= Prostitution in Kosovo =

Prostitution in Kosovo is illegal, and can incur a prison sentence of up to sixty days. The Global Fund to Fight AIDS, Tuberculosis and Malaria's HIV Program in Kosovo estimated there to be 5,037 prostitutes in the country. Many women turn to prostitution through poverty.

There are report that prostitution has become a new organised crime in Kosovo.

==Recent history==
Prior to the Kosovo War following the 2008 Kosovo declaration of independence, prostitution was limited to serving the needs of locals.

Following the ceasefire and presence in the country of the United Nations Interim Administration Mission in Kosovo and other international organisations, the demand for prostitution soared. As well as women turning to prostitution voluntarily, some were trafficked from Moldova, Bulgaria and Ukraine.

Amnesty International UK Director Kate Allen is quoted as saying "Women and girls as young as 11 are being sold into sexual slavery in Kosovo and international peacekeepers are not only failing to stop it they are actively fuelling this despicable trade by themselves paying for sex from trafficked women."

Head of the Mitrovica based International Press Centre, Rade Negojevic, claimed Kosovo had become the world's biggest brothel since the arrival of the international peacekeepers.

In 2000, the UNMIK administration set up a Trafficking and Prostitution Police Unit with the intention combating pimps, traffickers and organised crime.
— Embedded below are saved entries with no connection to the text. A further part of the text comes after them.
PR #1780, opened 2025-04-25
fix comment

AloeareV:


zcash_client_backend/proto/service.proto
```diff
@@ -174,7 +174,9 @@ service CompactTxStreamer {
     // Submit the given transaction to the Zcash network
     rpc SendTransaction(RawTransaction) returns (SendResponse) {}
 
-    // Return the txids corresponding to the given t-address within the given block range
+    // Return RawTransactions corresponding to the given t-address within the given block range
+    //
+    // Note: This function is misnamed, it returns complete rawtransactions, not txids
```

Measures against trafficking were included in the Interim Penal Code of Kosovo when it was drafted.

The State Police Service reported in 2008 that prostitution was occurring in 694 bars, cafeteria and night clubs in Kosovo.

==Sex trafficking==
Kosovo is mostly a destination country ( but also a source) for women and children subjected to sex trafficking. Most victims are internally trafficked for sexual exploitation. Traffickers recruit victims through false promises of marriage or employment offers in cafes, night-clubs, and restaurants. Many prostitutes, especially from foreign countries also come voluntarily to prostitute in Kosovo. Most sex trafficking victims in Kosovo are girls, with criminal groups which also force women or bring women from Moldova, Romania, Serbia, Bulgaria, Ukraine, Albania and other European countries ( such as Russia) into prostitution. Women and girls are subjected to sex trafficking in private homes and apartments, night-clubs, and massage parlors. Children used as dancers and escorts are vulnerable to sex trafficking. Traffickers subject Kosovo citizens that belong to minorities to forced prostitution throughout Europe. Economically marginalized Roma, Ashkali, and Egyptians communities are vulnerable and used for sex trafficking. Government corruption creates an environment that enables some trafficking crimes. Several police officers, labor ministry employees, and other government officials have been charged with or convicted of trafficking crimes.

Article 171 of the criminal code prohibits all forms of trafficking and prescribes punishments of five to 12 years imprisonment and a fine of up to €500,000. When sex trafficking offenses involve minors or a group of victims subjected to sex trafficking, the penalties increase to 15 to 20 years imprisonment and a fine. Article 231 prohibits taking sexual services from a trafficking victim.

The United States Department of State Office to Monitor and Combat Trafficking in Persons ranks Kosovo as a 'Tier 2' country.